# Apt Management Co's and having a pet - does anyone know?



## Audders (18 Oct 2007)

Hi,

Can anyone tell me if you buy an apartment in a development, then how much control the management companies have over you in relation to pets?  For example, I'm interested in buying an apartment in a lovely development, and my sister went to look at a place to rent in the same development and she was told there were no pets allowed.

That got me thinking - obviously, I can see why you would not be allowed to have for example a pony or a few alsations in an apartment development, but what about a small cat?


Doe this mean if I were to buy an apartment in a development I could not have my  cat live with me?  I am 100% serious here - I know it sounds odd.

Confused,

Thanks,

Audders


----------



## jacobean (18 Oct 2007)

Officially it depends on what your lease/house rules have in them.  I live in an apartment block and our lease says you can have a small pet as long as it doesn't cause a nuisance - as far as I can see there are two animals in the complex, a cat and a small dog - neither cause any problem.


----------



## mf1 (18 Oct 2007)

"my sister went to look at a place to rent in the same development and she was told there were no pets allowed."

Perhaps because of the perception that they wreck the furniture.....

mf


----------



## moneygrower (18 Oct 2007)

our apartment allows pets if they don't disturb anyone, had a cat myself neighbour has a dog. Maybe you could ring the management company and ask if there's any lee way. If you are getting a cat I recommend a kitten who has never known the outdoors ours wasn't too happy without her wanderings though I stayed in a new york apartment with a cat who had never been out and seemed to enjoy be king of his realm.


----------



## Audders (18 Oct 2007)

Thank you so much for your replies.

I understand the perception that an animal can cause problems. 

thats a great idea to ask the management company directly!  Never thought of that!

Thanks again,

Audders


----------



## Yachtie (18 Oct 2007)

One of the rules in my estate is 'No Pets'. However, I've seen a few cats and small dogs. 

I think that it's more about dogs barking and 'messing up' the grounds rather than a very strict 'No Pets'. Using the strict interpretation, you wouldn't be allowed a gold fish. 

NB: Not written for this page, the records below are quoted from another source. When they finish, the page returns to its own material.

PR #14, opened 2016-03-18
GetOrCreateHelper, for use in SimplePubsub in gcloud-dotnet

jskeet:
(I'm certain this will be useful beyond Pusub.)

// cc @ivannaranjo if you want to review it instead...

### DIFF
--- a/src/Google.Api.Gax/Api/Gax/GetOrCreateHelper.cs
+++ b/src/Google.Api.Gax/Api/Gax/GetOrCreateHelper.cs
@@ -1,0 +1,154 @@
+﻿/*
+ * Copyright 2015 Google Inc. All Rights Reserved.
+ * Use of this source code is governed by a BSD-style
+ * license that can be found in the LICENSE file or at
+ * https://developers.google.com/open-source/licenses/bsd
+ */
+
+using Grpc.Core;
+using System;
+using System.Threading.Tasks;
+
+namespace Google.Api.Gax
+{
+    /// <summary>
+    /// Helper methods for client library code which provides "get or create" functionality,
+    /// i.e. fetching an existing resource if it exists, and creating it otherwise.
+    /// </summary>
+    public static class GetOrCreateHelper
+    {
+        private const int DefaultMaxAttempts = 3;
+
+        /// <summary>
+        /// Synchronously retrieves an existing resource or creates a new one if the 
+        /// resource doesn't already exist.
+        /// </summary>
+        /// <remarks>
+        /// <para>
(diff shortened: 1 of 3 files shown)


src/Google.Api.Gax/Api/Gax/GetOrCreateHelper.cs
```diff
@@ -0,0 +1,153 @@
...
+                {
+                    try
+                    {
+                        return creator();
+                    }
+                    catch (RpcException creationException) when (i < maxAttempts - 1 && creationException.Status.StatusCode == StatusCode.AlreadyExists)
+                    {
+                        // Probably a race condition... someone else tried to create it just when we did.
+                        // Go back through the loop and check we can get it this time, failing after this happens too often.
+                    }
```
ivannaranjo: Should we have a bit of a wait before going back to see if we can fetch the result? Wondering there can be a bit of a delay between the creation of a resource and been able to fetch it.

src/Google.Api.Gax/Api/Gax/GetOrCreateHelper.cs
```diff
@@ -0,0 +1,153 @@
...
+            int maxAttempts = DefaultMaxAttempts)
+        {
+            GaxPreconditions.CheckNotNull(fetcher, nameof(fetcher));
+            GaxPreconditions.CheckNotNull(creator, nameof(creator));
+            GaxPreconditions.CheckArgumentRange(maxAttempts, nameof(maxAttempts), 1, int.MaxValue);
+            for (int i = 0; i < maxAttempts; i++)
+            {
+                try
+                {
+                    var resource = await fetcher().ConfigureAwait(false);
```
ivannaranjo: Since you are calling user provided callbacks here, we should either document the fact that they can be called on different threads and/or don't user `ConfigureAwait` to ensure that they are called in the same context.

ivannaranjo:
Few comments, one about threading, otherwise looking good.

src/Google.Api.Gax/Api/Gax/GetOrCreateHelper.cs
jskeet: No, I'd expect this to be okay, to be honest - an update not being applied universally is one thing but the presence/absence I'd expect to be atomic. Can tweak later if necessary though :)

src/Google.Api.Gax/Api/Gax/GetOrCreateHelper.cs
jskeet: Righto - will add something into the remarks.

PR #15, opened 2016-03-18
Update to the latest Google.Apis.Auth

jskeet:


jskeet:
(Self-merging when Travis is green in the hope of fixing the myget build)

PR #16, opened 2016-03-22
Removeclones

chrisdunelm:


src/Google.Api.Gax/Api/Gax/ClientHelper.cs
```diff
@@ -24,8 +24,8 @@ public class ClientHelper
         private readonly CallSettings _globalCallSettings;
 
         /// <summary>
-        /// Constructs a helper from the given settings. These are expected to be cloned
-        /// already, and not changed afterwards.
+        /// Constructs a helper from the given settings.
+        /// Behaviour is undefined if settings are changed afterwards
```
jskeet: Bring back the full stop :)
(I'd also say "after construction" rather than just "afterwards")

src/Google.Api.Gax/Api/Gax/ClientHelper.cs
```diff
@@ -103,14 +103,13 @@ public static Channel CreateChannel(ServiceEndpointSettings endpoint, string def
         }
 
         /// <summary>
-        /// Creates a client using application default credentials, taking care of generic cloning and
-        /// credential scoping.
+        /// Creates a client using application default credentials, taking care of credential scoping.
```
jskeet: I would remove the parameter-specific documentation, and just repeat the "The behavior undefined if..."

jskeet:
Looks good so far - as we've discussed, we can remove the abstract base class from service settings now.

src/Google.Api.Gax/Api/Gax/ClientHelper.cs
chrisdunelm: Done.
(although I was hoping to subtly show its UK heritage here)

src/Google.Api.Gax/Api/Gax/ClientHelper.cs
chrisdunelm: Done

chrisdunelm:
Generic ServiceSettingsBase class now removed

jskeet:
LGTM. I wouldn't be *shocked* if we ended up deciding to put the generic base class back again, but I'm definitely in favour of reverting to simplicity for the moment.

PR #19, opened 2016-03-31
Remove bundling for now.

jskeet:
It's likely we'll revert this change later, but while we're not *using* bundling, it's simpler for it to not be in the API.


chrisdunelm:
LGTM

PR #464, opened 2021-06-01
feat: Exposes Google.Apis.Http.IHttpClientFactory in Rest.ClientBuilderBase

amanda-tarafa:
See googleapis/google-api-dotnet-client#1864

After this has been merged and release, users can either reference the new Gax version directly or wait for an update Storage release. Then their code should look something like this:

```cs
// Users implementation of Google.Apis.Http.IHttpClientFactory.
var proxiedHttpClientFactory = new ProxyHttpClientFactory(proxy);

var scopes = new string[] { "https://www.googleapis.com/auth/devstorage.full_control" };
var serviceCredentialFromFile = (ServiceAccountCredential) GoogleCredential.FromFile(sa_file).UnderlyingCredential;
var initializer = new ServiceAccountCredential.Initializer(serviceCredentialFromFile.Id)
{
    ProjectId = serviceCredentialFromFile.ProjectId,
    Key = serviceCredentialFromFile.Key,
    User = serviceCredentialFromFile.User
    HttpClientFactory = proxiedHttpClientFactory,
    Scopes = scopes
};
var credential = GoogleCredential.FromServiceAccountCredential(new ServiceAccountCredential(initializer));

var clientBuilder = new StorageClientBuilder
{
    Credential = credential,
    // All HTTP client instances for API calls will be obtained from this factory
    HttpClientFactory = proxiedHttpClientFactory
}

var client = clientBuilder.Build();
```

Notice also that once googleapis/google-api-dotnet-client#1851 is in, setting a proxy for a credential will be much more simple as well.

### DIFF
--- a/Google.Api.Gax.Rest.IntegrationTests/ClientBuilderBaseTest.cs
+++ b/Google.Api.Gax.Rest.IntegrationTests/ClientBuilderBaseTest.cs
@@ -240,6 +240,14 @@ ZUp8AsbVqF6rbLiiUfJMo2btGclQu4DEVyS+ymFA65tXDLUuR9EDqJYdqHNZJ5B8
             Assert.Throws<InvalidOperationException>(builder.ValidateForTest);
         }
 
+        [Fact]
+        public async Task HttpClientFactory()
+        {
+            var factory = new HttpClientFactory();
+            var builder = new SampleClientBuilder { HttpClientFactory = factory };
+            await ValidateResultAsync(builder, initializer => Assert.Same(factory, initializer.HttpClientFactory));
+        }
+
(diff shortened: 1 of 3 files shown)


jskeet (approved):
Nice! I'm impressed it's this simple :)

We may want to think about anything else we want to get into a new GAX release before releasing this... presumably as a workaround, users could create the `StorageService` themselves and then call the `StorageClientImpl` constructor, right?

amanda-tarafa:
Yes, it's good that we really use the client factory for everything :).

And yes, users should be able to create the `StorageService` and then `StorageClientImp` themselves while we haven't released this.

PR #466, opened 2021-06-02
Support GKE on Windows as well as we're likely to be able to

### LINKED ISSUE #431: Detect GKE platform with Windows containers
Currently `Platform.Instance()` fails to correctly detect GKE on Windows.

jskeet:
Fixes #431

Note that this doesn't get full details - it can't detect the
container name, because it doesn't have mount info. However, it
looks like it gets everything else (somewhat remarkably).


amanda-tarafa (approved):
LGTM

PR #467, opened 2021-06-03
Improve derivation of GKE container name from mountinfo

### LINKED ISSUE #411: Determine container name with no access to kube-apiserver
Initially posted in #305.

When first working with this package, the library was not determining the containerName in my GKE environment. This was caused by my Istio mTLS policy preventing access to kube-apiserver, in addition to my k8s service account not have enough permissions.

I note the code that retrieves the containerName runs this Regex over the contents of /proc/self/mountinfo:

```cs
var regex = new Regex($"/var/lib/kubelet/pods/{podUid}/containers/([^/]+)/.*/dev/termination-log");
```

In my case, this had no matches, as `podUid` could not be determined from kube-apiserver.

One cat and grep later (within a gke container), I noted that there was only one possible match for this regex in /proc/self/mountinto (when substituting `{podUid}` with `[^/]+`).

As pods and containers have their own file system, might it be suitable to disregard the podUid when determining the containerName (even as a fallback)? This should allow the determination of containerName even with no kube-apiserver access.

Cheers,
Shane.

jskeet:
If we find exactly one entry in mountinfo that looks like it should
give us the container name, but we don't know what the pod UID is, we
can assume it's correct. We still verify that it's correct if we
*do* know what the pod UID is.

Note that if there are multiple mountinfo entries that look like
they could give us the information, we *could* pick the one that has
the right pod UID if we wanted (and if we know the pod UID, and
there's only one matching entry) but we're in unexpected territory
anyway at that point - if we see it happening in the wild, we can
judge whether that would be a good idea or not.

Fixes #411

### DIFF
--- a/Google.Api.Gax.Grpc.Tests/MonitoringResourceBuilderTest.cs
+++ b/Google.Api.Gax.Grpc.Tests/MonitoringResourceBuilderTest.cs
@@ -119,7 +119,7 @@ namespace Google.Api.Gax.Grpc.Tests
             {
                 NamespaceJson = namespaceJson,
                 PodJson = podJson,
-                MountInfo = new[] { "/var/lib/kubelet/pods/podid/containers/containername/ /dev/termination-log" }
+                MountInfo = new[] { "1 2 3 /var/lib/kubelet/pods/podid/containers/containername/ /dev/termination-log xyz" }
             };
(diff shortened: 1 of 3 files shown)


amanda-tarafa (approved):
LGTM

You should be ok as long as your pet is not a nuisance to other residents.


----------



## Bob the slob (19 Oct 2007)

Yeah mine is the same, its a strict no pets but I have a snake and its hardly gonna cause upset to he neighbours, unless I bring it out which is highly unlikely.


----------



## Calico (19 Oct 2007)

I woudn't worry about it.....they're never going to know if you have a cat & even if they found out there woudn't be much they could do about it, rules or no rules.....


----------



## csirl (19 Oct 2007)

You also need to consider the welfare of the animal. Its not fair to keep an animal that needs space or fresh air in a small apartment.

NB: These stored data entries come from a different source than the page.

PR #470, opened 2021-06-10
feat: send correct x-goog-api-client headers for the diregapic

viacheslav-rostovtsev:
This makes the `x-goog-api-client` header for the diregapic libraries to have a `rest` component and sends the headers with the request.

### DIFF
--- a/Google.Api.Gax.Grpc/Rest/RestChannel.cs
+++ b/Google.Api.Gax.Grpc/Rest/RestChannel.cs
@@ -8,6 +8,8 @@
 using Google.Protobuf;
 using Grpc.Core;
 using System;
+using System.Collections.Generic;
+using System.Linq;
 using System.Net;
 using System.Net.Http;
 using System.Threading;
@@ -64,10 +66,24 @@ namespace Google.Api.Gax.Grpc.Rest
 
         private async Task<HttpResponseMessage> SendAsync<TRequest>(RestMethod restMethod, string host, CallOptions options, TRequest request, CancellationToken cancellationToken)
         {
-            // TODO: Add headers from options.Headers, but intercept the x-goog-api-client header.
+            var headers = options.Headers
+                .Where(mh => !mh.IsBinary)
+                .Where(mh=> mh.Key != VersionHeaderBuilder.HeaderName)
+                .Select(mh => new KeyValuePair<string, string>(mh.Key, mh.Value))
+                .ToList();
+
+            var restVersion = new VersionHeaderBuilder()
+                .AppendDotNetEnvironment()
+                .AppendAssemblyVersion("gapic", GetType())
+                .AppendAssemblyVersion("gax", typeof(CallSettings))
+                .AppendAssemblyVersion("rest", typeof(HttpClient))
+                .ToString();
+
+            headers.Add(new KeyValuePair<string, string>(VersionHeaderBuilder.HeaderName, restVersion));
+
             // Ideally, add the header in the client builder instead of in the ServiceSettingsBase...
             // TODO: Use options. How do we set the timeout for an individual HTTP request? We probably need to create a linked cancellation token.
-            var httpRequest = restMethod.CreateRequest((IMessage) request, host);
+            var httpRequest = restMethod.CreateRequest((IMessage) request, host, headers);
             // TODO: How do we cancel this?
             await AddAuthHeadersAsync(httpRequest, restMethod).ConfigureAwait(false);
 
--- a/Google.Api.Gax.Grpc/Rest/RestChannel.cs
+++ b/Google.Api.Gax.Grpc/Rest/RestChannel.cs
@@ -24,6 +24,13 @@ namespace Google.Api.Gax.Grpc.Rest
     /// </summary>
     internal sealed class RestChannel : ChannelBase
     {
+        private static readonly string RestVersion = new VersionHeaderBuilder()
+            .AppendDotNetEnvironment()
+            .AppendAssemblyVersion("gapic", typeof(RestChannel))
+            .AppendAssemblyVersion("gax", typeof(CallSettings))
+            .AppendAssemblyVersion("rest", typeof(HttpClient))
+            .ToString();
+
         private readonly AsyncAuthInterceptor _channelAuthInterceptor;
         private readonly HttpClient _httpClient;
         private readonly RestServiceCollection _serviceCollection;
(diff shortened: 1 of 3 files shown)


Google.Api.Gax.Grpc/Rest/RestChannel.cs
```diff
@@ -64,10 +66,24 @@ public RestChannel(RestServiceCollection serviceCollection, string endpoint, Cha
...
         private async Task<HttpResponseMessage> SendAsync<TRequest>(RestMethod restMethod, string host, CallOptions options, TRequest request, CancellationToken cancellationToken)
         {
-            // TODO: Add headers from options.Headers, but intercept the x-goog-api-client header.
+            var headers = options.Headers
+                .Where(mh => !mh.IsBinary)
+                .Where(mh=> mh.Key != VersionHeaderBuilder.HeaderName)
+                .Select(mh => new KeyValuePair<string, string>(mh.Key, mh.Value))
+                .ToList();
+
+            var restVersion = new VersionHeaderBuilder()
```
jskeet, line 75: We could presumably construct this once and store it as a static variable, right? I think that would be better, as I don't know what the efficiency of these methods is like.

Google.Api.Gax.Grpc/Rest/RestChannel.cs
```diff
@@ -64,10 +66,24 @@ public RestChannel(RestServiceCollection serviceCollection, string endpoint, Cha
...
+                .AppendAssemblyVersion("gax", typeof(CallSettings))
+                .AppendAssemblyVersion("rest", typeof(HttpClient))
+                .ToString();
+
+            headers.Add(new KeyValuePair<string, string>(VersionHeaderBuilder.HeaderName, restVersion));
+
             // Ideally, add the header in the client builder instead of in the ServiceSettingsBase...
             // TODO: Use options. How do we set the timeout for an individual HTTP request? We probably need to create a linked cancellation token.
-            var httpRequest = restMethod.CreateRequest((IMessage) request, host);
+            var httpRequest = restMethod.CreateRequest((IMessage) request, host, headers);
```
jskeet, line 86: I'm not sure that I'd put the header addition into RestMethod, given that nothing about the headers depends on the method. If we keep the header addition in this class instead, we don't need to materialize the list - just add all text headers (other than the version) from the options, then add the version header separately.

Google.Api.Gax/VersionHeaderBuilder.cs
```diff
@@ -62,6 +62,12 @@ public VersionHeaderBuilder AppendAssemblyVersion(string name, System.Type type)
         /// Appends the .NET environment information to the list.
         /// </summary>
         public VersionHeaderBuilder AppendDotNetEnvironment() => AppendVersion("gl-dotnet", s_environmentVersion.Value);
+        
+        /// <summary>
+        /// Whether the name or value that are supposed to be included in a header are valid
+        /// </summary>
+        private static bool IsHeaderNameValueValid(string nameOrValue)
+            => !nameOrValue.Contains(" ") && !nameOrValue.Contains("/");
```
jskeet, line 70: Nit: we normally put the `=>` at the end of the previous line.

Google.Api.Gax/VersionHeaderBuilder.cs
```diff
@@ -103,16 +109,15 @@ private static string GetEntryAssemblyVersionOrNull()
...
+        
         private static string FormatAssemblyVersion(System.Type type)
         {
             // Prefer AssemblyInformationalVersion, then AssemblyFileVersion,
             // then AssemblyVersion.
 
             var assembly = type.GetTypeInfo().Assembly;
             var info = assembly.GetCustomAttributes<AssemblyInformationalVersionAttribute>().FirstOrDefault()?.InformationalVersion;
-            if (info != null)
+            if (info != null && IsHeaderNameValueValid(info)) // Skip informational version if it's not a valid header value
```
jskeet, line 120: I assume this is because you've seen this going wrong somewhere? Out of interest, what happened?

viacheslav-rostovtsev: The informational version for `System.Net.Http` is `4.6.30015.01 @BuiltBy: AzDevOps-vseng20170000ZL @Branch: release/2.1-MSRC @SrcCode: https://github.com/dotnet/corefx/tree/96d2fdd8610e6eead9b357789266be9d149dd0b8`
So the code would take it and immediately throw when checking it for spaces and slashes.

Google.Api.Gax.Grpc/Rest/RestChannel.cs
viacheslav-rostovtsev: 👍

Google.Api.Gax.Grpc/Rest/RestChannel.cs
viacheslav-rostovtsev: I've moved it but it feels strange to me that there is a method named `CreateRequest` and it creates a request object … except for the headers.

Google.Api.Gax.Grpc/Rest/RestMethod.cs
```diff
@@ -143,13 +144,15 @@ internal HttpRequestMessage CreateRequest(IMessage protoRequest, string host)
             var uri = host is null ? new Uri(uriPathWithParams, UriKind.Relative) : new UriBuilder { Host = host, Path = uriPathWithParams }.Uri;
             
             var content = transcodingResult.Body is null ? null : new StringContent(transcodingResult.Body, Encoding.UTF8, s_applicationJsonMediaType);
-            
-            return new HttpRequestMessage
+
+            var httpRequestMessage = new HttpRequestMessage
```
jskeet, line 148: Revert all the changes to this file now?

Google.Api.Gax/VersionHeaderBuilder.cs
jskeet: Ick. That's horrible.

jskeet (approved):
While I see your point about creating a semi-incomplete request, I'd say that RestMethod is creating a request with all the information that comes from the rest method itself... other code can contribute other aspects. (There could even be further sources of information eventually, I guess.)

I definitely like it better now - I'd just suggest resetting RestMethod itself back to the previous version.

Google.Api.Gax/VersionHeaderBuilder.cs
viacheslav-rostovtsev: :+1:

Google.Api.Gax.Grpc/Rest/RestMethod.cs
viacheslav-rostovtsev: :+1:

Personally I think its unfair to keep a dog locked up in an apartment all day long - they need at least a garden to run around. Cats are noctural hunters, locking them up is also cruel (and if you are in an apartment & you let your cat wander outside, it will most certainly be a nuisance to other residents - cats dont respect property rights or boundaries).

Things like tropical fish are probably ok in an apartment.


----------



## Ghodadaba (19 Oct 2007)

I don't think it is cruel at all to keep a cat in an apartment. Cats may be nocturnal hunters in the wild, but a domestic cat's natural instinct to hunt becomes pretty much defunct once it gets plenty of Whiskas.

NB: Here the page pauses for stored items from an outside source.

PR #473, opened 2021-06-29
Set the gRPC max-receive-size to 2GB by default

jskeet:
Some APIs require large receive limits, and this change is in line
with other languages.


amanda-tarafa (approved):
LGTM

PR #474, opened 2021-07-07
Fix ClientBuilderBase integration tests

jskeet:
This also avoids future issues of the same nature - we obtain the
default settings programmatically instead of having to keep the two
in sync.


amanda-tarafa (approved):
LGTM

In fact, some cat sanctuaries and cat rescue centres will only rehome cats with people who promise to keep them indoors. For example, Kitten Adoption will ask you to sign a declaration to say that you will not allow your cat to roam and will keep it indoors if possible.

Once the cat has somewhere to litter, ie a tray, and some toys and stuff to keep it occupied, any cat, particularly a female cat, will be quite happy and healthy indoors.

A dog is a different matter because it needs to be walked. But cats only need minimal excercise (which it can get indoors) and are perfectly happy to be left alone for several hours a day.


----------



## Harlequin (19 Oct 2007)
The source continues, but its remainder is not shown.